A seven-day moving average is simply calculated by adding together the figures of seven consecutive days, and dividing that by seven. What, though, does that average represent most accurately? The smoothed number of cases at the start of the seven day period, at its middle, or end? Mathematically, it should generally be most representative of the point in the middle. That would necessarily mean that no moving average could be given for the first or last three days in the time series. Look up at the charts which have been published, and you’ll notice that their smoothed lines continue right up to the most recent data point. I suspect in most cases the moving average isn’t being taken for the middle timepoint in the seven, but for its last.

This has significant effects, particularly when the number of fresh cases is changing most, as seen in two examples taken from the data for England.

When cases were rising fastest, seven consecutive raw values were 1034, 1208, 2017, 2020, 2265, 2611, 2656, which average 1973, with a median of 2020, which also happens to be the middle of the series. Using that average to represent the first point of those seven is a clear overestimate, and for the last point it’s a clear underestimate. The same happens when case numbers are falling. Consecutive raw values were 3422, 2577, 2084, 3076, 2988, 2755, 2764, with an average of 2809 and median of 2764. Again, the average misrepresents, this time being too low for the first in that series, and too high for the last.

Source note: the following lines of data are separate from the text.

PR #2173, opened 2026-08-17
feat(desktop): ship Windows and Linux packages

naingthet:
Prerequisite trusted-policy transition: #2174.

## Summary

- require production desktop releases to include universal macOS, Windows x86_64 NSIS, and Linux x86_64 AppImage and Debian packages
- unpark native Windows CI and release jobs, and add cache-write-free Linux packaging on Ubuntu 22.04
- publish stable GitHub download aliases, immutable hosted artifacts, checksums, recovery inputs, and format-specific signed Linux updater entries
- keep staging and runtime automatic updates macOS-only while documenting unsigned Windows behavior, platform capability limits, and deferred ARM64/update rehearsal work
- record the cross-platform release contract in decision 40

## Why

Tidebreak's desktop shell already has Windows and Linux platform implementations, but production releases currently require users on those systems to build from source. This establishes an all-or-nothing cross-platform package contract without claiming that every optional macOS-native capability is available elsewhere.

The Linux job builds from the validated release tag with compiler and dependency caches in read-only mode. It does not enable pnpm caching or save compiler caches, and the updater private key enters the environment only after both package formats have been built.

## Validation

- `actionlint .github/workflows/ci.yml .github/workflows/release.yml`
- `git diff --check`
- `node --test scripts/*.test.mjs` — 174 tests passed
- PR #2174's transitional trusted policy against this workflow — 35 tests passed
- `pnpm --dir docs-site lint`
- `pnpm --dir docs-site types:check`
- `pnpm --dir docs-site build`
- post-rebase focused release/security tests — 41 tests passed

- `cargo test -p tidebreak-server --lib desktop_schema --locked` — 13 tests passed
- Unix-only server suites remain covered on Unix hosts — 26 targeted tests passed

## Not verified locally

The development host is macOS, so actual Windows/Linux package generation and clean-machine install, launch, deep-link, sidecar, persistence, and uninstall smoke tests require native hosted runners and test machines.

### DIFF
--- a/CLAUDE.md
+++ b/CLAUDE.md
@@ -188,13 +188,14 @@ is the whole rule, and it is coarse on purpose:
   change's scope reports a successful skip. The always-running change detector
   rejects impossible narrower-scope combinations before conditional jobs
   consume them. There is no serial aggregate wrapper after the slowest job.
-- The native Windows lane is **parked**, along with the release workflow's
-  Windows build — see [`docs/deferred.md`](docs/deferred.md). `windows-check`
-  and `prepare_windows`/`build_windows` are each gated behind a literal `false`
-  and never run; the `windows-ci` label currently does nothing. Releases are
-  macOS-only until those literals flip back. Nothing about the Windows boundary
-  has been declared unsupported, so a change that touches Windows-gated code
-  still deserves the same care — it just gets no CI signal right now.
+- The native Windows lane runs automatically for Rust-scoped pushes to `main`,
+  schedules, and manual dispatches. Pull requests opt in with the `windows-ci`
+  label when they touch a Windows-native boundary. It stays non-required because
+  it is the slowest lane; the post-merge and scheduled runs are the backstop.
+- Production releases require macOS, Windows x86_64, and Linux x86_64 packages.
+  Windows ships NSIS; Linux ships AppImage and `.deb`. Windows Authenticode,
+  ARM64 packages, and automatic updates outside macOS remain parked in
+  [`docs/deferred.md`](docs/deferred.md).
 
 **The remaining trap is a PR that ran nothing.** A conflicting PR runs nothing
 but trivial policy checks; rebase it before believing its status. Judge a PR by
--- a/docs-site/content/docs/installation.mdx
+++ b/docs-site/content/docs/installation.mdx
@@ -1,6 +1,6 @@
 ---
 title: Installation
-description: Download Tidebreak for macOS, or build it from source.
+description: Download Tidebreak for macOS, Windows, or Linux, or build it from source.
 ---
 
 ## macOS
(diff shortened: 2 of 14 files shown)


naingthet (commented):
Unparks Windows packaging and adds Linux x86_64 AppImage/deb under an all-or-nothing production contract (ADR 0040). Staging/runtime auto-update stays macOS-only; Windows/Linux installer signing is explicitly unsigned.

**Blocking — CI will not go green on this head as structured.**

The required `release policy` job runs **main’s** `.trusted-workflow-security.test.mjs` against this `release.yml`. Four of those assertions fail because the trusted graph does not know about Linux:

1. Cache warming only allows `macos-release-cargo-registry-v2` / `windows-release-cargo-registry-v1`. `linux-release-cargo-registry-v1` does not match.
2. Windows prepare/build restore-key count (`restorableKeys.length >= 3`) is now false — check whether a Windows cache restore was dropped, not only that Linux was added.
3. `publish.needs` must be exactly `[validate, inspect_hosted, build_macos, build_windows, source_sbom, finalize_release]`. Adding `build_linux` fails the trusted test.
4. GitHub asset attach-before-immutable-publish has the same graph mismatch.

Updating `scripts/workflow-security.test.mjs` in this PR does not move that job; it restores the trusted copy from `main`. Landing Linux means a first change that teaches the trusted tests the new graph (or an agreed two-step), then this workflow.

CodeQL also flags `prepare_linux`: `pnpm install` plus `actions/cache/save` after checkout of `needs.validate.outputs.sha` on `workflow_dispatch` — same cache-poisoning class as the existing macOS/Windows prepare jobs. If those are accepted only because they already match the trusted tests, Linux has to be added the same way, not by weakening isolation.

`windows-check` on PRs is still label-gated (`windows-ci`); it is no longer behind a literal `false`, which is the real unpark.

Do not merge until the trusted policy job is green and the Windows restore-key regression is explained or fixed.

naingthet (commented):
## Summary

Unparks Windows CI and release jobs, adds a credential-free Linux prepare/build pair, and makes a fresh production release all-or-nothing across macOS, Windows x86_64 NSIS, and Linux x86_64 AppImage+`.deb`. The secret/cache split matches the existing macOS/Windows model. Decision 0040, `docs/deferred.md`, and `docs/releases.md` agree that Authenticode, ARM64, and automatic updates outside macOS stay parked.

Two non-blocking suggestions below. CI is currently red: `release policy` (workflow-security / restorable-keys assertions), CodeQL (2 high alerts on this PR), and `test` (`codex::session::tests::a_thread_that_ran_no_turn_is_not_a_resume_ref` — likely the same harness flake seen on unrelated PRs). Do not merge until those are green.

## Issue counts by severity

- bugs: 0
- suggestions: 2
- nits: 0

CLAUDE.md
```diff
@@ -188,13 +188,14 @@ is the whole rule, and it is coarse on purpose:
...
   rejects impossible narrower-scope combinations before conditional jobs
   consume them. There is no serial aggregate wrapper after the slowest job.
-- The native Windows lane is **parked**, along with the release workflow's
-  Windows build — see [`docs/deferred.md`](docs/deferred.md). `windows-check`
-  and `prepare_windows`/`build_windows` are each gated behind a literal `false`
-  and never run; the `windows-ci` label currently does nothing. Releases are
-  macOS-only until those literals flip back. Nothing about the Windows boundary
-  has been declared unsupported, so a change that touches Windows-gated code
-  still deserves the same care — it just gets no CI signal right now.
+- The native Windows lane runs automatically for Rust-scoped pushes to `main`,
```
naingthet, line 191: **[suggestion]** `CLAUDE.md` now says Windows CI is live and production releases require all three OS packages, but `AGENTS.md` is unchanged and still says the native Windows lane and release Windows jobs are parked behind `false`. After merge, sessions that load `AGENTS.md` will follow the old parking story and can reintroduce the literals this PR removes.

**Suggestion:** Apply the same Windows-CI / three-platform release paragraph to `AGENTS.md`, or make one file the source of truth and have the other include it.

docs-site/content/docs/installation.mdx
```diff
@@ -24,15 +24,33 @@ shasum -a 256 -c Tidebreak-macos-universal.dmg.sha256
...
+may warn on first run. The release includes a `.sha256` sidecar for independent
+download verification.
+
+## Linux
+
+Choose the portable AppImage or the Debian package. Both are x86_64 builds.
+
+- [Download AppImage](https://github.com/brightwave-inc/tidebreak/releases/latest/download/Tidebreak-linux-x86_64.AppImage)
+- [Download Debian package](https://github.com/brightwave-inc/tidebreak/releases/latest/download/Tidebreak-linux-x86_64.deb)
+
```
naingthet, line 41: **[suggestion]** The new Linux download section tells users to `chmod +x` and launch the AppImage, with no runtime baseline. A Tauri AppImage/`.deb` built on `ubuntu-22.04` still typically needs WebKitGTK 4.1 (and a matching glibc) on the target. Calling the AppImage portable without that caveat will produce a launch failure that looks like a broken download.

**Suggestion:** State the WebKitGTK 4.1 / glibc baseline next to the download commands, and point at the `.sha256` sidecars the release already attaches (the Windows section already mentions them).

naingthet (commented):
Follow-up on 550d0f6: Linux packaging dropped `prepare_linux` and `actions/cache/save`. `build_linux` now needs only `[validate, inspect_hosted]`, rust-cache is `save-if: false`, sccache is `READ_ONLY`, and there is no pnpm cache. That matches the graph #2174 authorizes.

Still do not merge until #2174 lands (the required `release policy` job runs `main`'s trusted tests) and this head's lanes are green. The earlier Windows restore-key / publish.needs issues are the ones #2174 widens.

naingthet (commented):
Rebased onto #2174 so `main`'s trusted policy now recognizes the Windows/Linux release graph; release-policy is green on this head. The follow-up commit gates Unix-only server tests (`checkpoint`/`gh` module tests plus `code_clone`/`code_git`) behind `cfg(unix)` / `cfg(all(test, unix))` so the unparked Windows cargo-check lane can compile `tidebreak-server` lib tests without `PermissionsExt`/`set_mode`.

Linux packaging remains cache-write-free and loads updater material after both package formats. Staging/runtime auto-update stays macOS-only. Decision 40 records the all-or-nothing package contract.

No blocking issue in the policy/test gating. Hold merge until Windows cargo check and workspace test finish on this head.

The effect of this smoothing error is visible in all charts which use moving averages: when the figures are rising steeply, the smoothed line lags the change by 2-3 days, and when they are falling, there’s a similar lag.

Seven-day moving averages do little to address problems of noise in the data. The resulting lines wander a lot, leading the viewer into drawing false conclusions about trends which disappear as rapidly as they became apparent.


This plot of the raw data for England is faithful but hard to read. Beyond its marked hebdomadal cycles and peak, it’s not easy to see much meaningful detail, or discern more subtle trends. My favourite treatment for this type of time series combines the raw data, shown as points, with a smoothed line using LOESS or local regression. In this, subsets of the data are used for a series of weighted least squares regressions, from which a line of best fit is constructed. A smoothing parameter is used to determine how closely the fitted curve matches the raw data, and is normally adjusted by eye.


Here’s my chart of the data for fresh cases in England, showing the raw data as red points, and the LOESS curve in black. This takes out both the noise and the hebdomadal effect, and suggests a series of trends as follows:

  • a sigmoid growth phase between 1 March and 6 April, with a maximum linear growth rate of about 1500 cases/week
  • a peak on 6 April
  • a linear fall from 9 April to 5 May at a rate of about 500 cases/week
  • a less steep linear fall from 10-31 May at a rate of about 250 cases/week
  • a least steep linear fall from 2-7 June
  • incomplete data from 8 June appearing as a false increase in gradient up to the last data point on 14 June.

England entered full lockdown between 21-24 March, two weeks before fresh cases peaked on 6 April. Those measures have been progressively eased since the middle of May, which may correlate with the slower reduction in fresh cases into June.

One important test of how reasonable is this LOESS smoothing is charting the residuals – the differences between the raw data values and those in the smooth curve, day by day.


This shows clearly the hebdomadal cycles which smoothing has removed, and how they have varied in magnitude through the time series. Trying to use moving averages to remove those large swings isn’t going to be successful. These residuals have an average (0.66) and median (3.7) close to zero, indicating the smoothed line is unbiased, and it can be seen to track the raw data points closely without any consistent time lag. Despite some large residuals, the standard error is only 23.

If you want to try better methods of fitting time series data, macOS has no shortage of fine apps with which to do it. DataGraph is available from the App Store, Igor Pro from WaveMetrics, and the statistical programming language R is free from here. If it gets you away from those horrid seven-day moving averages, so much the better.